在经济学、心理学、政治学、医学等诸多研究领域,人们对那些能够提高研究严谨度和可信度的研究新设计——比如自然实验、实验室实验、随机对照实验——越来越感兴趣了。同样令人们越发感兴趣的还有那些能够提升学术透明度的方法,比如各项假说和方法的预登记制度。这些方法旨在缓解人们对改进研究方法自身无法解决的问题的担忧,比如“发表偏见”和“p值操控”。不过,虽然这些努力的确提升了研究结果的信息性和解释性,但人们却对同样可以达成这个目标的另一种手段不怎么关注,即将研究发现同科学界、政策制定者和普罗大众的观点联系起来。我们认为:研究结果预期的系统收集在如下的三种主要方法中应该是有用的:提升研究结果的解释性、削弱对无效结果的偏见、改进可预期的准确性和实验设计。

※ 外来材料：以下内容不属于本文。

PR #916, opened 2018-04-27
dvReader improvement

sreekanth-cb:
-attempt to improve the reuse of dvReaders
-avoid the redundant dvCache prep and checks for a given segment

there is this ugly FieldDocValueState thing introduced to save the runtime dv cache preparations and checks, looking for better ways to handle this..  (thought of putting these methods to the original DocVisitState interface, but even that doesn't looked any better..) . another flip side is dvState management kind of spread across the index_snapshot and zap layer(docvalues.go)..

### DIFF
--- a/index/scorch/segment/segment.go
+++ b/index/scorch/segment/segment.go
@@ -120,19 +120,4 @@ type DocumentFieldTermVisitable interface {
 }
 
 type DocVisitState interface {
-	State() *FieldDocValueState
-	SetState(*FieldDocValueState)
-}
-
-// FieldDocValueState represents the state details,
-// which intents to save the redundant dvCache preparations
-type FieldDocValueState struct {
-	DvFieldsAllPersisted bool
-	DvFieldsPending      []string
-	DvCachePrepared      bool
-	DvSegment            DocumentFieldTermVisitable
-}
-
-func (fdvs *FieldDocValueState) CurrentSegment() DocumentFieldTermVisitable {
-	return fdvs.DvSegment
 }
--- a/index/scorch/segment/segment.go
+++ b/index/scorch/segment/segment.go
@@ -111,10 +111,28 @@ type Location interface {
 // postings or other indexed values.
 type DocumentFieldTermVisitable interface {
 	VisitDocumentFieldTerms(localDocNum uint64, fields []string,
-		visitor index.DocumentFieldTermVisitor) error
+		visitor index.DocumentFieldTermVisitor, optional DocVisitState) (DocVisitState, error)
 
 	// VisitableDocValueFields implementation should return
 	// the list of fields which are document value persisted and
 	// therefore visitable by the above VisitDocumentFieldTerms method.
 	VisitableDocValueFields() ([]string, error)
+}
+
+type DocVisitState interface {
+	State() *FieldDocValueState
+	SetState(*FieldDocValueState)
+}
+
+// FieldDocValueState represents the state details,
+// which intents to save the redundant dvCache preparations
+type FieldDocValueState struct {
+	DvFieldsAllPersisted bool
+	DvFieldsPending      []string
+	DvCachePrepared      bool
+	DvSegment            DocumentFieldTermVisitable
+}
+
+func (fdvs *FieldDocValueState) CurrentSegment() DocumentFieldTermVisitable {
+	return fdvs.DvSegment
 }
--- a/index/scorch/segment/zap/docvalues.go
+++ b/index/scorch/segment/zap/docvalues.go
@@ -38,16 +38,8 @@ func init() {
 type docNumTermsVisitor func(docNum uint64, terms []byte) error
 
 type docVisitState struct {
-	dvrs  map[uint16]*docValueReader
-	state *segment.FieldDocValueState
-}
-
-func (dvs *docVisitState) SetState(state *segment.FieldDocValueState) {
-	dvs.state = state
-}
-
-func (dvs *docVisitState) State() *segment.FieldDocValueState {
-	return dvs.state
+	dvrs    map[uint16]*docValueReader
+	segment *Segment
 }
 
 type docValueReader struct {
@@ -252,10 +244,6 @@ func (di *docValueReader) getDocValueLocs(docNum uint64) (uint64, uint64) {
 	return math.MaxUint64, math.MaxUint64
 }
 
-func (s *Segment) CurrentSegment() segment.DocumentFieldTermVisitable {
-	return s
-}
-
 // VisitDocumentFieldTerms is an implementation of the
 // DocumentFieldTermVisitable interface
 func (s *Segment) VisitDocumentFieldTerms(localDocNum uint64, fields []string,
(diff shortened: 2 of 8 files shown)


index/scorch/segment/zap/docvalues.go
```diff
@@ -238,13 +252,31 @@ func (di *docValueReader) getDocValueLocs(docNum uint64) (uint64, uint64) {
...
+	} else {
+		if dvs.state.DvSegment != s {
+			dvs.state = &segment.FieldDocValueState{DvSegment: s}
+			dvs.dvrs = make(map[uint16]*docValueReader, len(fields))
+		}
+	}
+
 	fieldIDPlus1 := uint16(0)
-	ok := true
+	ok = true
```
mschoch: why is this needed? it seems like in all subsequent places we check it, we have assigned to it again

sreekanth-cb:
Tried to benchmark these on perf tests.
http://perf.jenkins.couchbase.com/job/atlas-sdk/1688/console
latency: "value": 199.0
throughput:  "value": 50.89
looks better.

index/scorch/segment/segment.go
```diff
@@ -111,10 +111,28 @@ type Location interface {
...
+		visitor index.DocumentFieldTermVisitor, optional DocVisitState) (DocVisitState, error)
 
 	// VisitableDocValueFields implementation should return
 	// the list of fields which are document value persisted and
 	// therefore visitable by the above VisitDocumentFieldTerms method.
 	VisitableDocValueFields() ([]string, error)
 }
+
+type DocVisitState interface {
+	State() *FieldDocValueState
```
steveyen: exposing FieldDocValueState has a feeling of leaking a lot of internal info to the world?

index/scorch/segment/segment.go
```diff
@@ -111,10 +111,28 @@ type Location interface {
...
+	SetState(*FieldDocValueState)
+}
+
+// FieldDocValueState represents the state details,
+// which intents to save the redundant dvCache preparations
+type FieldDocValueState struct {
+	DvFieldsAllPersisted bool
+	DvFieldsPending      []string
+	DvCachePrepared      bool
```
steveyen: like, the idea that there's a cache or whether fields are "all persisted" is "internal baseball"?

index/scorch/segment/segment.go
```diff
@@ -111,10 +111,28 @@ type Location interface {
...
+	DvSegment            DocumentFieldTermVisitable
+}
+
+func (fdvs *FieldDocValueState) CurrentSegment() DocumentFieldTermVisitable {
+	return fdvs.DvSegment
+}
```
steveyen: The term "segment" kinda already has overloaded meaning in scorch, and this isn't returning a segment?  Perhaps the caller should access the DvSegment field directly?

steveyen:
overall, I agree with @marty on the complexity jump in this PR.  One thought (from intuition) is that I sense that the caching stuff shouldn't need to be changed as part of this optimization, and perhaps that's why the complexity has increased due to the linkage with caching as part of this PR

sreekanth-cb:
hm..agree to some extent but  at the same time  
I strongly felt we shouldn't be computing the delta fields to be dv computed for every hit on a segment.  Worst case it will trigger the cache preparation go routine a 1024 times per segment? felt that qualifies the cache part fix  as a correctness one than an optimisation?

steveyen:
> I strongly felt we shouldn't be computing the delta fields to be dv computed for every hit on a segment. Worst case it will trigger the cache preparation go routine a 1024 times per segment? felt that qualifies the cache part fix as a correctness one than an optimisation?

that might be true, but couple more reactions...

- is it possible to break this into smaller commits, where each one has smaller mental "surface area"?

- the caching might be important, but is there a way where the caching concept doesn't leak or break abstraction layers?  That is, from one point of view, before this change, the caching was just a concern of the bleve/index/scorch package, and other packages didn't care about caching?  Now, it appears with this PR that the various segments and segment implementations also now have knowledge about the caching concern.  So, there's a feel of a "abstractions layering or blackbox'ing" issue here.

A final thing is with time getting short, I realize getting this in sooner rather than perfect might be the right approach, but still having some mental blockage.

sreekanth-cb:
thanks @steveyen for bringing up the layering issue, that gave another thought to move these dvState/cacheState to the snapshot_segment along with the cachedDocs and updated the PR with those changes. You may please check it again..

index/scorch/segment/zap/docvalues.go
```diff
@@ -238,13 +244,28 @@ func (di *docValueReader) getDocValueLocs(docNum uint64) (uint64, uint64) {
 	return math.MaxUint64, math.MaxUint64
 }
 
+func (s *Segment) CurrentSegment() segment.DocumentFieldTermVisitable {
+	return s
```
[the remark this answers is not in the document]
sreekanth-cb: Oops..this was a left over function from the first commit. Now its no longer needed. Cleaning it.

index/scorch/segment/zap/docvalues.go
```diff
@@ -254,20 +275,22 @@ func (s *SegmentBase) VisitDocumentFieldTerms(localDocNum uint64, fields []strin
...
+				dvs.dvrs[fieldIDPlus1-1] = dvIter.cloneInto(dvs.dvrs[fieldIDPlus1-1])
+			}
 
 			// check if the chunk is already loaded
-			if docInChunk != dvIterClone.curChunkNumber() {
-				err := dvIterClone.loadDvChunk(docInChunk, s)
+			if docInChunk != dvs.dvrs[fieldIDPlus1-1].curChunkNumber() {
+				err := dvs.dvrs[fieldIDPlus1-1].loadDvChunk(docInChunk, &s.SegmentBase)
 				if err != nil {
 					continue
```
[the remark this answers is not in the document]
sreekanth-cb: even if the dvReader load fails for a Field, we may attempt to try it for other fields requested is the motive here.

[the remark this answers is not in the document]
mschoch: ok, that's fine, but what happens to that first field?  will fail to return correct data for it silently?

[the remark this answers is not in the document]
sreekanth-cb: hm..so far I thought that was fine as for some reason my impression was that we are not really propagating an err at the collector level for this. But now when I question myself about this I am not sure whether this is correct..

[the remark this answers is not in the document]
mschoch: one thought (which i can't confirm because i don't really understand the flow any more) is that it would be OK if we knew what we'd end up un-inverting the field at runtime to mask the problem.  but i don't know if thats the case or not.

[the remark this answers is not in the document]
sreekanth-cb: for non persisted doc value fields, the control won't come here as it is handled at a segment snapshot level cache and this is only for already persisted docValues. And then a read error could be treated like a major and bail out right there..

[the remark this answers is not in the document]
mschoch: I've taken a look at `loadDvChunk` and it seems the only case it returns an error is when we fail to decode a Uvarint at a location where we expect one.  I think this should be considered fatal as it suggests some sort of corruption.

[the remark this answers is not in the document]
sreekanth-cb: done!

index/scorch/segment/zap/docvalues.go
```diff
@@ -254,20 +271,22 @@ func (s *SegmentBase) VisitDocumentFieldTerms(localDocNum uint64, fields []strin
 
 		if dvIter, exists := s.fieldDvReaders[fieldIDPlus1-1]; exists &&
 			dvIter != nil {
-			dvIterClone = dvIter.cloneInto(dvIterClone)
+			if _, ok := dvs.dvrs[fieldIDPlus1-1]; !ok {
```
steveyen: looks fieldIDPlus1-1 is recomputed a few times?  might as well do it once with a helper var?

steveyen: also, there's a lot of map lookups (dvs.dvrs[fieldIDPlus1-1]) -- ought to be able to do it once and reuse?

index/scorch/segment/zap/docvalues.go
```diff
@@ -254,20 +271,22 @@ func (s *SegmentBase) VisitDocumentFieldTerms(localDocNum uint64, fields []strin
```
steveyen: looks like this docInChunk calculation can be moved to outside the loop?

index/scorch/snapshot_index.go
```diff
@@ -496,30 +496,55 @@ func docInternalToNumber(in index.IndexInternalID) (uint64, error) {
...
 	if segmentIndex >= len(i.segment) {
-		return nil
+		return nil, nil
 	}
 
 	ss := i.segment[segmentIndex]
 
 	if zaps, ok := ss.segment.(segment.DocumentFieldTermVisitable); ok {
+		if ss.dvState == nil {
+			ss.dvState = &fieldDocValueState{}
```
steveyen: the segment snapshot (ss) ought to immutable?  having a mutable dvState field here feels wrong?

index/scorch/snapshot_index.go
```diff
@@ -496,30 +496,55 @@ func docInternalToNumber(in index.IndexInternalID) (uint64, error) {
...
+		}
+
+		// if all fields are dv persisted
+		if ss.dvState.dvFieldsAllPersisted {
```
steveyen: still wondering about this dvFieldsAllPersisted bool?  that is, why there should be a special case for all fields getting persisted (as opposed to, say, some or none of the fields getting persisted)... that is all cases ought to perhaps just "fall out" for free?

mschoch:
I just want to echo one of @steveyen's comments.  I think the attempt to include that second level caching optimization is making this change harder to review.  Since we are under some time pressure to get this through, could you remove that and propose it as a separate change.  If there is time, we will try to include it as well.

sreekanth-cb:
@steveyen , the segment_snapshot was made mutable for the dvCache preparations originally? not sure whether I am overlooking something else here?

index/scorch/snapshot_index.go
sreekanth-cb: Added this bool to save further calls to VisitableDocValueFields and extractDvPendingFields on every invocation.

sreekanth-cb:
Sure, let me make it two separate PRs.

sreekanth-cb:
hey @mschoch , @steveyen , I removed the cache prep optimisations from this PR to target it with only the dvReader reuse optimisation for the perf regression observed.

search/collector/topn.go
```diff
@@ -140,6 +142,20 @@ func (hc *TopNCollector) Collect(ctx context.Context, searcher search.Searcher,
 		DocumentMatchPool: search.NewDocumentMatchPool(backingSize+searcher.DocumentMatchPoolSize(), len(hc.sort)),
 	}
 
+	hc.dvReader, err = reader.DocValueReader(hc.neededFields)
+	if err != nil {
+		return err
+	}
+
+	if hc.updateFieldVisitor == nil {
```
steveyen: since this is now initialized earlier in Collect(), i think hc.updateFieldVisitor at this point in time is always going to be nil?

index/scorch/segment/zap/docvalues.go
```diff
@@ -240,34 +246,49 @@ func (di *docValueReader) getDocValueLocs(docNum uint64) (uint64, uint64) {
...
-		// find the chunkNumber where the docValues are stored
-		docInChunk := localDocNum / uint64(s.chunkFactor)
-
-		if dvIter, exists := s.fieldDvReaders[fieldIDPlus1-1]; exists &&
+		fieldID := fieldIDPlus1 - 1
+		if dvIter, exists := s.fieldDvReaders[fieldID]; exists &&
 			dvIter != nil {
-			dvIterClone = dvIter.cloneInto(dvIterClone)
+			if dvr, ok = dvs.dvrs[fieldID]; !ok {
+				dvr = dvIter.cloneInto(dvr)
```
steveyen: one thought is to move the initialization of the dvs.dvrs to earlier, like up to line 260.5, where you know it needs to be initialized because dvrs is newly created.  Then, that would save an extra map lookup here at line 273 of s.fieldDvReaders[fieldID], where instead you'd only need to do a single lookup into the dvs.dvrs[fieldID] map.

steveyen:
looks much better -- also, the commit msg is now slightly wrong as you're no longer affecting the caching in this particular PR

search/collector/topn.go
sreekanth-cb: sreekanth acting like a review response bot..hence this is not seen earlier..

index/scorch/segment/zap/docvalues.go
```diff
@@ -240,34 +246,49 @@ func (di *docValueReader) getDocValueLocs(docNum uint64) (uint64, uint64) {
...
+		if dvs.segment != s {
+			dvs.segment = s
+			dvs.dvrs = make(map[uint16]*docValueReader, len(fields))
+		}
+	}
+
+	// find the chunkNumber where the docValues are stored
+	docInChunk := localDocNum / uint64(s.chunkFactor)
+	var dvr *docValueReader
+	var fieldIDPlus1 uint16
```
mschoch: this variable ins't used outside the for loop, perhaps declare it inside?

steveyen:
yep, looks good to me

PR #922, opened 2018-04-30
Micro optimizations while estimating mem needed for search

abhinavdangeti:


index_impl.go
```diff
@@ -385,35 +404,27 @@ func memNeededForSearch(req *SearchRequest,
...
 	}
 
 	// highlighting, store
-	var d document.Document
 	if len(req.Fields) > 0 || req.Highlight != nil {
-		for i := 0; i < (req.Size + req.From); i++ { // size + from => number of hits
-			estimate += (req.Size + req.From) * d.Size()
-		}
+		// Size + From => number of hits
+		estimate += (req.Size + req.From) * documentSizeEstimate
```
steveyen: the math here seems different than the original -- did the original code have a bug?

abhinavdangeti: Yes, it seems like we were double calculating it.

index_impl.go
```diff
@@ -368,6 +368,25 @@ func (i *indexImpl) Search(req *SearchRequest) (sr *SearchResult, err error) {
 	return i.SearchInContext(context.Background(), req)
 }
 
+var documentMatchSizeEstimate int
+var searchContextSizeEstimate int
+var facetResultSizeEstimate int
+var documentSizeEstimate int
```
steveyen: minor thing on naming -- these don't feel like estimates to me, but seem pretty deterministic

steveyen: that is, if you remove the suffix "Estimate", then it'd have more correct naming?

steveyen: or, perhaps replace "SizeEstimate" with "EmptySize"?

abhinavdangeti: Sounds good.

mschoch:
Ya, we should be careful tweaking this logic right now.  We *just* got our first indication from Alex that the memory quota was working acceptably in the DGM case.  So we run the risk that even if this is more correct, it could under-count in the big picture again.

PR #924, opened 2018-05-03
save redundant dvCache prep calls

sreekanth-cb:


sreekanth-cb:
not ready...up for discussion..

mschoch:
@sreekanth-cb since we'll be reviewing this asynchronously, and I see some bigger changes from what we saw before, would be possible to include like a paragraph here explaining what you changed or what the new approach is?

index/scorch/snapshot_index.go
```diff
@@ -491,6 +491,22 @@ func (i *IndexSnapshot) DocumentVisitFieldTerms(id index.IndexInternalID,
 	return err
 }
 
+func checkSubset(set, subset []string) bool {
+OUTER:
+	for _, f1 := range subset {
+		found := false
```
steveyen: the found variable is unneeded

index/scorch/snapshot_segment.go
```diff
@@ -215,9 +215,32 @@ func (cfd *cachedFieldDocs) prepareFields(field string, ss *SegmentSnapshot) {
...
+	c.m.Lock()
+	for k, _ := range c.cache {
+		rv = append(rv, k)
+	}
+	c.m.Unlock()
+	return rv
+}
+
+func (c *cachedDocs) getPersistedFields() []string {
+	c.m.Lock()
```
steveyen: the lock area on these methods is perhaps too small, where a caller can get the persisted or cached fields, does some work, but in the meantime another thread can sneak in an change the persisted / cached fields?

index/scorch/snapshot_index.go
```diff
@@ -507,11 +523,29 @@ func (i *IndexSnapshot) documentVisitFieldTerms(id index.IndexInternalID,
...
+		// if all fields are dv presisted
+		if len(pFields) > 0 && checkSubset(pFields, fields) {
+			return zaps.VisitDocumentFieldTerms(localDocNum, fields, visitor, dvs)
+		}
+
+		cFields := ss.cachedDocs.getCachedFields()
+		// if all fields are already in dvCache or persisted
+		if len(cFields) > 0 && checkSubset(append(pFields, cFields...), fields) {
+			dvPendingFields := extractDvPendingFields(fields, pFields)
+			visitDocumentFieldCacheTerms(localDocNum, dvPendingFields, ss, visitor)
```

截至目前,只有一小部分研究收集了对研究结果的预期,包括预计原始研究结果的最近工作和学术研究的重复性。人们对学术研究成果预期的关注相当有限,这点和社会科学领域浩如烟海的相关文献形成了鲜明对比。这些文献既探索了人们对一般事务的预测能力,也探索了对宏观经济、地缘政治、体育赛事、政治决策等的预测能力。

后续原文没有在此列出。